[Items from a dataset]
--------------------------------------------------
PR #207, opened 2022-11-04
Return version and timestamp for each table for queryTable with version/timestamp

linzhou-db:
This is to support delta sharing streaming on cdf, where timestamp is required as a column.

### DIFF
--- a/server/src/main/scala/io/delta/standalone/internal/DeltaSharedTableLoader.scala
+++ b/server/src/main/scala/io/delta/standalone/internal/DeltaSharedTableLoader.scala
@@ -230,6 +230,15 @@ class DeltaSharedTable(
         // queryDataChangeSinceStartVersion.
         queryDataChangeSinceStartVersion(startingVersion.get)
       } else if (includeFiles) {
+        val timestampsByVersion = DeltaSharingHistoryManager.getTimestampsByVersion(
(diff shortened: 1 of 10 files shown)


server/src/main/scala/io/delta/standalone/internal/DeltaSharedTableLoader.scala
```diff
@@ -245,11 +254,22 @@ class DeltaSharedTable(
         filteredFilters.map { addFile =>
           val cloudPath = absolutePath(deltaLog.dataPath, addFile.path)
           val signedUrl = fileSigner.sign(cloudPath)
-          val modelAddFile = model.AddFile(url = signedUrl,
-            id = Hashing.md5().hashString(addFile.path, UTF_8).toString,
-            partitionValues = addFile.partitionValues,
-            size = addFile.size,
-            stats = addFile.stats)
+          val modelAddFile = if (Seq(version, timestamp).filter(_.isDefined).isEmpty) {
```
chakankardb, line 257: same comment as before (pull this out of the loop) ?

linzhou-db: updated.

chakankardb (approved):

PR #209, opened 2022-11-09
Add StreamingQuery in the UserAgent http header for streaming queries

linzhou-db:
Add StreamingQuery in the UserAgent http header for streaming queries

### DIFF
--- a/spark/src/main/scala/io/delta/sharing/spark/DeltaSharingClient.scala
+++ b/spark/src/main/scala/io/delta/sharing/spark/DeltaSharingClient.scala
@@ -403,7 +403,7 @@ private[spark] class DeltaSharingRestClient(
 
   private def getUserAgent(): String = {
     DeltaSharingRestClient.USER_AGENT + (if (forStreaming) {
-      " StreamingQuery/1.0.0"
+      s" SparkStructuredStreaming/$STREAMING_VERSION"
     } else {
       ""
     })
--- a/spark/src/main/scala/io/delta/sharing/spark/DeltaSharingClient.scala
+++ b/spark/src/main/scala/io/delta/sharing/spark/DeltaSharingClient.scala
@@ -58,6 +58,8 @@ private[sharing] trait DeltaSharingClient {
   def getFiles(table: Table, startingVersion: Long): DeltaTableFiles
 
   def getCDFFiles(table: Table, cdfOptions: Map[String, String]): DeltaTableFiles
+
+  def getForStreaming(): Boolean = false
 }
 
 private[sharing] trait PaginationResponse {
@@ -161,6 +163,8 @@ private[spark] class DeltaSharingRestClient(
     }
     tables
   }
+
+  override def getForStreaming(): Boolean = forStreaming
 
   override def getTableVersion(table: Table, startingTimestamp: Option[String] = None): Long = {
     val encodedShareName = URLEncoder.encode(table.share, "UTF-8")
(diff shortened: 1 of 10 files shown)


spark/src/main/scala/io/delta/sharing/spark/DeltaSharingClient.scala
```diff
@@ -396,6 +401,14 @@ private[spark] class DeltaSharingRestClient(
       }
     }
 
+  private def getUserAgent(): String = {
+    DeltaSharingRestClient.USER_AGENT + (if (forStreaming) {
+      " StreamingQuery/1.0.0"
```
wchau, line 406: SparkStructuredStreaming ?

wchau, line 406: Can the version number be a constant somewhere?

I wonder in what scenario would this version change... not sure if possible to pass this in as a variable somehow

linzhou-db: I actually don't know what's the best string to put here. So trying to put a feature+version.
This version could change, as we support more parameters(such as Trigger.AvailableNow, which is available in spark 3.3.0, but we are currently at 3.1.1, we are not bumping up the version for other reasons) in streaming.


@chakankardb Thinking about this more, this could be in the same place as what version of dv/cm is supported in the client(once we have them), I hope it to be in a different header, but I don't see a good label for this purpose in the list of headers: https://hc.apache.org/httpcomponents-core-5.2.x/current/httpcore5/apidocs/org/apache/hc/core5/http/HttpHeaders.html.

So maybe we can leverage the user agent header for this purpose, what do you think?

wchau (approved):

spark/src/main/scala/io/delta/sharing/spark/DeltaSharingClient.scala
chakankardb: Using UA for encoding supported features seems a bit odd. 
Let's discuss it more when we work on it.

spark/src/main/scala/io/delta/sharing/spark/DeltaSharingClient.scala
```diff
@@ -396,6 +401,14 @@ private[spark] class DeltaSharingRestClient(
       }
     }
 
+  private def getUserAgent(): String = {
```
chakankardb, line 404: Consider adding a comment on why we append streaming version.

spark/src/test/scala/io/delta/sharing/spark/DeltaSharingSourceSuite.scala
```diff
@@ -51,7 +51,7 @@ class DeltaSharingSourceSuite extends QueryTest
   lazy val toNotNullTable = testProfileFile.getCanonicalPath +
     "#share8.default.streaming_null_to_notnull"
 
-  lazy val deltaLog = RemoteDeltaLog(tablePath)
+  lazy val deltaLog = RemoteDeltaLog(tablePath, forStreaming = true)
```
chakankardb, line 54: Is there a way to test that the request header has the streaming version?

chakankardb (approved):

spark/src/test/scala/io/delta/sharing/spark/DeltaSharingSourceSuite.scala
linzhou-db: Added a test.

spark/src/main/scala/io/delta/sharing/spark/DeltaSharingClient.scala
linzhou-db: added

spark/src/main/scala/io/delta/sharing/spark/DeltaSharingClient.scala
linzhou-db: I feel odd too, sg, let's revisit later.

PR #211, opened 2022-11-12
Non-breaking change: return version and timestamp for queryTable with version

linzhou-db:
Non-breaking change: return version and timestamp for queryTable with version: We are extending `AddFile` instead of switching to `AddFileForCDF`, so the line in the response still has key 'file' instead of 'add'. 

Verified that this is non-breaking to reserve the client change in another PR, so the integration test verified that old client works with new server response.

### DIFF
--- a/spark/src/test/scala/io/delta/sharing/spark/TestDeltaSharingClient.scala
+++ b/spark/src/test/scala/io/delta/sharing/spark/TestDeltaSharingClient.scala
@@ -62,25 +62,14 @@ class TestDeltaSharingClient(
     timestampAsOf: Option[String]): DeltaTableFiles = {
     limit.foreach(lim => TestDeltaSharingClient.limits = TestDeltaSharingClient.limits :+ lim)
 
-    if (versionAsOf.isDefined) {
-      val addFiles: Seq[AddFileForCDF] = Seq(
-        AddFileForCDF("f1.parquet", "f1", Map.empty, 0, 1, 1600000000L),
-        AddFileForCDF("f2.parquet", "f2", Map.empty, 0, 1, 1600000000L),
-        AddFileForCDF("f3.parquet", "f3", Map.empty, 0, 1, 1600000000L),
-        AddFileForCDF("f4.parquet", "f4", Map.empty, 0, 1, 1600000000L)
-      ).take(limit.getOrElse(4L).toInt)
+    val addFiles: Seq[AddFile] = Seq(
+      AddFile("f1.parquet", "f1", Map.empty, 0),
+      AddFile("f2.parquet", "f2", Map.empty, 0),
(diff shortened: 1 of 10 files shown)


linzhou-db:
cc @zhuansunxt

spark/src/test/scala/io/delta/sharing/spark/TestDeltaSharingClient.scala
```diff
@@ -62,25 +62,14 @@ class TestDeltaSharingClient(
...
-        AddFileForCDF("f1.parquet", "f1", Map.empty, 0, 1, 1600000000L),
-        AddFileForCDF("f2.parquet", "f2", Map.empty, 0, 1, 1600000000L),
-        AddFileForCDF("f3.parquet", "f3", Map.empty, 0, 1, 1600000000L),
-        AddFileForCDF("f4.parquet", "f4", Map.empty, 0, 1, 1600000000L)
-      ).take(limit.getOrElse(4L).toInt)
+    val addFiles: Seq[AddFile] = Seq(
+      AddFile("f1.parquet", "f1", Map.empty, 0),
+      AddFile("f2.parquet", "f2", Map.empty, 0),
+      AddFile("f3.parquet", "f3", Map.empty, 0),
+      AddFile("f4.parquet", "f4", Map.empty, 0)
```
chakankardb, line 69: Question: If versionAsOf is defined, should we not return some version/timestamp?

linzhou-db: You are actually right! it should

linzhou-db: o wait, it should, but in another PR. 

This AddFile is from spark/model.scala. This PR would like to demonstrate that with server side changes, and without client side changes, the test/existing clients won't break.

chakankardb: Question: Do we have bwd compatibility tests where we test new server changes with older clients?

linzhou-db: So this PR reverted the client changes in https://github.com/delta-io/delta-sharing/pull/207, so the integration test in test_rest_client.py and DeltaSharingRestClientSuite.scala are testing old clients with new servers.

chakankardb (approved):

spark/src/test/scala/io/delta/sharing/spark/TestDeltaSharingClient.scala
linzhou-db: I created an entry in the backlog spreadsheet.

PR #212, opened 2022-11-13
Return metadata for queryTableChanges, and use it for streaming

linzhou-db:
- Return metadata if seen in deltaLog, for queryTableChanges from delta sharing server
- Use additional metadata for schema compatibility check in spark structured streaming
- Ignore additional  metadata for other requests.
- Before we figure out how to get headers in http request in the oss server, oss connector on old versions will break for new oss server with this change.


python/delta_sharing/rest_client.py
```diff
@@ -330,7 +330,9 @@ def list_table_changes(self, table: Table, cdfOptions: CdfOptions) -> ListTableC
             metadata_json = json.loads(next(lines))
             actions: List[FileAction] = []
             for line in lines:
-                actions.append(FileAction.from_json(json.loads(line)))
+                file_action = FileAction.from_json(json.loads(line))
+                if (file_action is not None):
```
--------------------------------------------------
(Problem description): Please show every line of the entries above that contains the word "headers".

(Result of the exercise):
@chakankardb Thinking about this more, this could be in the same place as what version of dv/cm is supported in the client(once we have them), I hope it to be in a different header, but I don't see a good label for this purpose in the list of headers: https://hc.apache.org/httpcomponents-core-5.2.x/current/httpcore5/apidocs/org/apache/hc/core5/http/HttpHeaders.html.
- Before we figure out how to get headers in http request in the oss server, oss connector on old versions will break for new oss server with this change.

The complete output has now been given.